WORK REQUEST -
Search the listing below for "SELECT". Copy each matching line.

EXERCISE MATERIALS -

'''

PR #2843, opened 2022-03-11
Php-cs-fixer upgrade to 3.7.0

laurentj:
Php-cs-fixer 2.* is not supported anymore.

* Funded by 3liz

### DIFF
--- a/.github/workflows/lint.yml
+++ b/.github/workflows/lint.yml
@@ -17,6 +17,6 @@ jobs:
     steps:
     - uses: actions/checkout@v3
     - name: "PHP-CS-Fixer"
-      uses: docker://oskarstark/php-cs-fixer-ga:2.19.0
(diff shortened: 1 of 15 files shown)


Gustry:
How will we handle the executable `php-cs-fixer` on your local machine ? (when going on master, 3.5 and 3.4 branch)
Does it work well when switching branch with the same php-cs-fixer binary ? Or should we use only the docker image ?

nboisteault (approved):

laurentj:
I think we should add a dev/composer.json file, and declare php-cs-fixer into it. So everybody have the same version.

rldhont (approved):

nboisteault:
@laurentj I did not remember your PR. I did that PR this morning https://github.com/3liz/lizmap-web-client/pull/2993
Does it superseed yours?

Issue #5728, opened 2025-05-09
[Bug]: ERROR:  relation "lizmap_search" does not exist


hoge6b01:
### What is the bug? (in English)

Since installing Lizmap Web Client 3.8.8 I've got the following ERROR log entry:

pg_query(): Query failed: ERROR:  relation "lizmap_search" does not exist
LINE 1: SELECT * FROM lizmap_search LIMIT 0;
                      ^	/var/www/lizmap-web-client/lizmap/vendor/jelix/jelix/lib/jelix/plugins/db/pgsql/pgsql.dbconnection.php	211

### Steps to reproduce the issue

Entry in the error.log

### Versions, safeguards, check summary etc

3.8.8

### Check Lizmap plugin

- [x] I have done the step just before in the Lizmap QGIS desktop plugin before opening this ticket. Otherwise, my ticket is not considered valid and might get closed.

### Operating system

Ubuntu 24.04.2

### Browsers

Firefox

### Browsers version

138.0.1 

### Relevant log output

```shell
pg_query(): Query failed: ERROR:  relation "lizmap_search" does not exist
LINE 1: SELECT * FROM lizmap_search LIMIT 0;
                      ^	/var/www/lizmap-web-client/lizmap/vendor/jelix/jelix/lib/jelix/plugins/db/pgsql/pgsql.dbconnection.php	211
```

katagen:
I have the same error, but it appears with the update 3.8.7

hoge6b01:
Might be. I updated from 3.8.6 to 3.8.8.

Gustry:
It might be linked to my two PR : #5619 #5624 and their backports in 3.8.8

Gustry:
Hum, these 2 PR doesn't to be linked to file `lizmap/modules/lizmap/classes/lizmapFtsSearch.listener.php`, from where the SQL query is executed.

Looks like to #2008 #2034

wojtek19022:
I encountered similar problem in latest 3.7 version. It appeared while i started using pg_service.conf to connect with database and diaplay its' layers.

Everything worked fine until i started exploring relations that i made (1:n and n:m) then it stopped working.

From logs I got information that lizmap doesn't have connection to display data from a relation... but it displayed these layers. So where is actually the problem for lizmap?? 

Everything was properly working on a QGIS desktop 3.34.15. I also user PostgreSQL 15 database.

Issue #1285, opened 2019-07-17
Annoying warning "...no such table: lizmap_search..."


nboisteault:
### What is the bug?
When loading LWC errors.log shows : 
`2019-07-17 10:07:27	10.0.2.2	warning	2019-07-17 10:07:27	[2]	SQLite3::query(): Unable to prepare statement: 1, no such table: lizmap_search	/lizmap_web_client/lib/jelix/plugins/db/sqlite3/sqlite3.dbconnection.php	112
`

### Steps to reproduce the issue

1. Load LWC
2. Look last line ine /var/log/errors.log
3. There is a warning like above

### Environment

 - Lizmap version: 3.2 and master
 - Lizmap admin information (users, logs…) stored into Sqlite (default)

dassau:
Hi, we have the same warning here, with the result that projects do not load at all. Is there a workaround available, that we can use?

infoble:
Idem for me with lizmap 3.3. This error does not seem to affect the application. Me my only problem is the lack of qgis server log but I do not think there is a link.

nboisteault:
@mdouchin @laurentj  We should replace this [query](https://github.com/3liz/lizmap-web-client/blob/master/lizmap/modules/lizmap/classes/lizmapFtsSearch.listener.php#L45) with this [one ('Slow and sure' part)](https://dba.stackexchange.com/a/86098/126216). But it only works with PostgreSQL. Should this search functionality work with SQLite ?

laurentj:
There is already all  we need into Jelix to see if the table exists, with jDbSchema. It does the query you indicate for pgsql, and similar queries for other type of databases.

I have a patch. But it annoys me, because doing such query at each requests is stupid.

I don't understand why this "search engine" is always enabled. It should be deactivated by default, and we should have a checkbox into the configuration panel to enable/disable it (so we should have a configuration parameter into lizmapConfig.ini.php). And of course, when the administrator wants to activate it, the table should be checked, and if it not there, it should be kept disabled (or we could disable the checkbox).

laurentj:
We should have also :

* an update script that adds this new parameter, with `true` if the table already exists
* the installer script should create this table if the parameter is set to true, or, in the configuration panel, it should create the table if the checkbox is checked.

nboisteault:
@laurentj @rldhont @mdouchin do we postpone the fix?

rldhont:
link to https://github.com/3liz/lizmap-web-client/issues/1968

[...]

PR #5873, opened 2025-06-30
Fix the way to check if the lizmap_search is available

rldhont:
Instead of doing a `SELECT * FROM lizmap_search LIMIT 0;` to check if `lizmap_search` table / view / materialized view exists in the `search_path`


Gustry:
#1285 and #5728

lizmap/modules/lizmap/classes/lizmapFtsSearch.listener.php
```diff
@@ -45,17 +45,31 @@ protected function checkLizmapFts()
...
+        ";
 
-        // Try to get data from lizmap_fts table / view / materialized view
         try {
-            $cnx->query('SELECT * FROM lizmap_search LIMIT 0;');
-            $cnx->commit();
-            $ok = true;
+            $res = $cnx->query($sql);
+            foreach ($res as $r) {
+                $ok = $r->lizmap_search_exists;
```
Gustry, line 69:
```suggestion
                return $r->lizmap_search_exists;
```

As we are in a foreach, it makes a little bit cleaner that we return ASAP, and doing nothing with the `$ok`

Gustry (approved):
Thanks !

_On my side_, I would not backport to 3.8, or with a delay like QGIS.

PR #5887, opened 2025-07-01
Fix ValueRelation EditWidget parsing

rldhont:
The ValueRelation EditWidget was not well parsed and default value not well keeped.

Other unit tests added

### DIFF
--- a/tests/units/classes/Project/Qgis/VectorLayerEditWidgetTest.php
+++ b/tests/units/classes/Project/Qgis/VectorLayerEditWidgetTest.php
@@ -807,4 +807,30 @@ class VectorLayerEditWidgetTest extends TestCase
             $this->assertSame($value, $editWidget->config->PropertyCollection[$prop], $prop);
         }
     }
+
+    public function testUniqueValuesFromXmlReader(): void
+    {
+        $xmlStr = '
+        <editWidget type="UniqueValues">
+          <config>
+            <Option type="Map">
+              <Option value="1" type="QString" name="Editable"/>
+            </Option>
+          </config>
+        </editWidget>
+        ';
+        $oXml = App\XmlTools::xmlReaderFromString($xmlStr);
+        $editWidget = VectorLayerEditWidget::fromXmlReader($oXml);
+
+        $this->assertEquals('UniqueValues', $editWidget->type);
+        $this->assertNotNull($editWidget->config);
+        $this->assertInstanceOf(EditWidget\UniqueValuesConfig::class, $editWidget->config);
+
+        $config = array(
+            'Editable' => true,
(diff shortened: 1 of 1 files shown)


mdouchin (approved):

lizmap/modules/lizmap/lib/Project/Qgis/Layer/EditWidget/ValueRelationConfig.php
```diff
@@ -79,6 +90,10 @@ protected function set(array $data): void
         if (array_key_exists('UseCompleter', $data)) {
             $data['UseCompleter'] = filter_var($data['UseCompleter'], FILTER_VALIDATE_BOOLEAN, FILTER_NULL_ON_FAILURE);
         }
+
```
nboisteault, line 93: Could it be removed?

nboisteault (approved):

nboisteault:
@rldhont I've tested and it works with my test project.
What happened? Did the XML change in .qgs files?
Old projects where not having bug so I guess the bug is only visible for new layers in QGIS 3.40?

rldhont:
> @rldhont I've tested and it works with my test project. What happened? Did the XML change in .qgs files? Old projects where not having bug so I guess the bug is only visible for new layers in QGIS 3.40?

Yes the XML has changed

lizmap/modules/lizmap/lib/Project/Qgis/Layer/EditWidget/ValueRelationConfig.php
rldhont: Yes, it was late yesterday in the train.

tests/units/classes/Project/Qgis/VectorLayerEditWidgetTest.php
```diff
@@ -300,4 +301,325 @@ public function testRangeFromXmlReader(): void
...
+            'NofColumns' => 1,
+            'OrderByValue' => true,
+            'UseCompleter' => false,
+            'Value' => 'es_nom_commun',
+        );
+        foreach ($config as $prop => $value) {
+            $this->assertSame($value, $editWidget->config->{$prop}, $prop);
+        }
+
+        // Old Value relation
```
Gustry, line 352: What is "Old" ?
Can you add a string like "before QGIS 3.40".

I would be nice to have it in other places.

This is for, in 2 or 3 years, to know if this code can be safely removed because QGIS 3.34 will not be supported and we can do some cleaning into the code about "OLD" tests.

Thanks

nboisteault:
@rldhont should not it be backported to 3.8?

Issue #3758, opened 2023-07-02
Add option *not* show NULL values in a locating panel dropdown


gioman:
To avoid:

![Screenshot 2023-06-11 134044](https://github.com/3liz/lizmap-web-client/assets/1951107/f856e29d-53c4-42a5-a742-11c7f4ec2638)

There have been some question/discussion about the fact that the default identify dialog does not shows NULL attributes, so I think that this also should apply (maybe as option) to the list/dropdown generated for a locating panel/dropdown as is not really uncommon to want to locate by an attribute that may have some NULL values.

PR #5898, opened 2025-07-03
Fix JS: LocateByLayer does not support null value because of DOMPurify.sanitize

rldhont:
`DOMPurify.sanitize` needs a string and `null` value does not have a `toString` method.

Funded by Cadageo

### DIFF
--- a/assets/src/modules/LocateByLayer.js
+++ b/assets/src/modules/LocateByLayer.js
@@ -291,10 +291,15 @@ export default class LocateByLayer {
             for (var j=0, featuresLen=features.length; j<featuresLen; j++) {
                 var featElement = features[j];
                 locate.features[featElement.id.toString()] = featElement;
-                if ( !('filterFieldName' in locate) )
+                if ( !('filterFieldName' in locate) ) {
+                    // add option
                     options += '<option value="' + featElement.id + '">'
-                        + DOMPurify.sanitize(featElement.properties[locate.fieldName].toString())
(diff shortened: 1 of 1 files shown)


assets/src/modules/LocateByLayer.js
```diff
@@ -291,10 +291,15 @@ export default class LocateByLayer {
...
-                if ( !('filterFieldName' in locate) )
+                if ( !('filterFieldName' in locate) ) {
+                    // add option
                     options += '<option value="' + featElement.id + '">'
-                        + DOMPurify.sanitize(featElement.properties[locate.fieldName].toString())
-                        + '</option>';
+                    // DOMPurify.sanitize needs a string
+                    options += featElement.properties[locate.fieldName] !== null ?
+                        DOMPurify.sanitize(featElement.properties[locate.fieldName].toString()) :
+                        'NULL'; // Default label for null value
```
rldhont, line 300: @nboisteault @Gustry @mdouchin : Empty string or `NULL` when the value is `null`.

josemvm:
maybe the same for the filter tool (?)

assets/src/modules/LocateByLayer.js
rldhont: To be iso as before DOMPurify, we have to display `null`. I will change it.

For an other version, we could add an option to do not add `null` to the list with some log. https://github.com/3liz/lizmap-web-client/issues/3758

PR #5908, opened 2025-07-04
Editing - Fix getting wrong feature when layer has a SQL filter

mdouchin:
When the PostgreSQL layer in QGIS has a datasource filter containing a OR, Lizmap does not get the correct feature when opening the editing form from the popup.

Adding parenthesis around the datasource SQL attribute fixes this issue

Funded by 3liz


mdouchin:
Il will add a PHP unit test and fix the current unit test (no need to add parenthesis in the context of multiple primary keys...)

mdouchin:
Unit test added

nboisteault (approved):

PR #5917, opened 2025-07-06
PHP: Well deprecate lizmapRepository class

rldhont:
* The `lizmapRepository` class now extends `\Lizmap\Project\Repository`.
* Replace lizmapRepository static properties usage by Repository static properties


laurentj:
Why don't you remove the class? It has been deprecated since 2021.

rldhont:
> Why don't you remove the class? It has been deprecated since 2021.

Because `lizmap::getRepository` returned `lizmapRepository` instead of `\Lizmap\Project\Repository` and because I saw it in a deprecated Jelix class.

But I can remove this class.

Issue #5944, opened 2025-07-11
Bing maps is deprecated and should be replaced by Azure maps


nboisteault:
### Is your feature request related to a problem? Please describe
Bing maps is deprecated, [free plan does not work since June 30, 2025](https://www.bingmapsportal.com/Announcement?redirect=True).
Though Bing maps can still be used until June 30, 2028 for users paying the service.

### Describe the solution you'd like
Add Azure maps to Lizmap

Gustry:
I already thought that Bing maps was not free and a paid API key was required : 

<img width="795" height="193" alt="Image" src="https://github.com/user-attachments/assets/8b948827-d2ce-460d-ac69-a5f49cb3ac45" />

nboisteault:
> I already thought that Bing maps was not free and a paid API key was required :

You could use it for free but the number of requests was limited.

PR #5945, opened 2025-07-11
E2e: remove bing maps test

nboisteault:
Bing maps is now deprecated: https://www.bingmapsportal.com/Announcement?redirect=True

Linked to https://github.com/3liz/lizmap-web-client/issues/5944


Gustry:
CC @mind84, what do you think ? As you created the PR #4150.

mind84:
@Gustry,

> what do you think ?

Sorry for the delay, yes of course the test should be removed :). Don't know if OL is going to support this, if so I can update Lizmap accordingly.

Cheers

PR #5957, opened 2025-07-18
Fix: zoom to point features at startup

nboisteault:
Use OL GeoJSON `readFeatures` method to get filtered features extent

Ticket :  paid support 3580

Funded by FMProjet


rldhont:
A linked test failed `[end2end] › playwright/startup.spec.js:7:5 › Startup › Zoom to features extent`

PR #5991, opened 2025-07-31
Use rspack instead of webpack

nboisteault:


rldhont:
@nboisteault do you superseeded https://github.com/3liz/lizmap-web-client/pull/5872 ?

PR #6006, opened 2025-08-25
Deprecate `run-docker`

dmarteau:
Simplify commands for local and CI tests.

### Changes

Deprecate `./run-docker` which is only a pass-through to make without really value-added and allows more fine grained  command execution.

PR #6007, opened 2025-08-26
Tests: fix restrict key for dumping database

rldhont:
To check if database is not changed by readonly end2end tests, the database is dumped. pg_dump will generate a random one as needed. Keys may contain only alphanumeric characters.


rldhont:
Fix #6006

dmarteau:
I'm just asking how this solve the diff test since the reference dump has not be regenerated with the correct key ?

rldhont:
> I'm just asking how this solve the diff test since the reference dump has not be regenerated with the correct key ?

The pg_dump command will modify a file in the source tracked by git. If the command failed, it does not update the file and the diff is empty. If the command run, it updates the file but if the database has not changed, the file does not change.

And because the restrict key is not valid, you have not have to change the sql to add `\restrict` and `\unrestrict`

PR #6008, opened 2025-08-26
Tests: PHP-Unit 11 for local like in Github workflows

rldhont:
In the Github wrokflows, the PHP-Unit version is 11.5.2 and 10 for local.

The default PHP version for tests is 8.2.


rldhont:
No backport because min version f PHP is 8.1 in release_3_10.

PR #6009, opened 2025-08-26
GH Action - E2E QGIS - BLEEDING_EDGE with QGIS 3.44

rldhont:
Update BLEEDING_EDGE E2E QGIS GH Action to QGIS 3.44 the last QGIS version.


dmarteau:
FYI: #5168 use QGIS 3.40 as ltr and 3.44 as release version: end2end tests pass with 3.40 but fail  with 3.44

rldhont:
> FYI: #5168 use QGIS 3.40 as ltr and 3.44 as release version: end2end tests pass with 3.40 but fail with 3.44

It is the reason of this PR ;-)

dmarteau (approved):

rldhont:
@dmarteau same error as in #5168 we need to investigate why we do not support 3.44.

rldhont:
I made some test locally with QGIS 3.44 and some failed tests does not failed locally. So I think that the test is not well write.

rldhont:
@dmarteau @mdouchin @nboisteault I have fix QGIS 3.44 support and I will backport it to 3.10 and 3.9

PR #6010, opened 2025-08-26
Tests e2e: enhancing tooltips tests

rldhont:
1. Check the response of the tooltips request
2. Add a test to checked if an error message is displayed in case of response error


dmarteau:
This "Too many requests" error from npm registry is becoming a real pain (and above all coming from an official tool `npm install`)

'''

SOLVED PROBLEM -
LINE 1: SELECT * FROM lizmap_search LIMIT 0;
LINE 1: SELECT * FROM lizmap_search LIMIT 0;
Instead of doing a `SELECT * FROM lizmap_search LIMIT 0;` to check if `lizmap_search` table / view / materialized view exists in the `search_path`
-            $cnx->query('SELECT * FROM lizmap_search LIMIT 0;');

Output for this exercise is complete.